Today we made cupcakes for Lindsay's birthday, our great babysitter. Everyone had candles in their cupcakes, and Ellie closed her eyes, then opened them, staring directly at the flickering light of the candle and repeated "I WISH I was a princess. I WISH I was a princess. I WISH I was a princess." She said it with such conviction that I could see a little disappointment on her face that she didn't immediately end up with a princess dress poofed onto her. I wish I could make magic really happen for her. I know she truly believes it can.
Chris's dad became very very sick, suddenly, on a vacation to the east coast back at the end of October. After being put in a medically induced coma for about 3 weeks, he has been brought out of it, but he is not waking up. He is very critically ill, and my heart is just so heavy. For Chris, for me, for the kids, for Janna, who I know is sitting by his side, just hoping and praying and holding on to a sliver of hope that he is going to wake up and be the husband she knows, the Papa Russ my kids love.

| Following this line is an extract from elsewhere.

PR #1545, opened 2025-01-13
Linux - Harden mountinfo API and several related fixes

gcmoreira:
In the context of #1516 and related issues, this PR addresses several issues in the mountinfo API code and its associated functions.

This PR includes:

I keep reading everyone's messages on the caringbridge website, about just needing to wait for him to get better, with the help of God.
I am not religious. I haven't found a connection with God, or any other higher power. Maybe that would give me some peace to know what is beyond our life here, but I just don't have it. I have always felt that religion is a great solution for lots of people - it answers questions which I also have, "what happens after death?" "how did we get here?", that I know so many of us wonder and may even fear, and offers a sense of community when it so easy to feel alone. But I don't truly believe anything - not in God, or Bhudda, or Allah. I guess I do have faith in believing that there is something bigger than me out there. I just need to hold onto that.
It feels like the world should stop. Even for a minute. And that he should wake up, if only to say goodbye.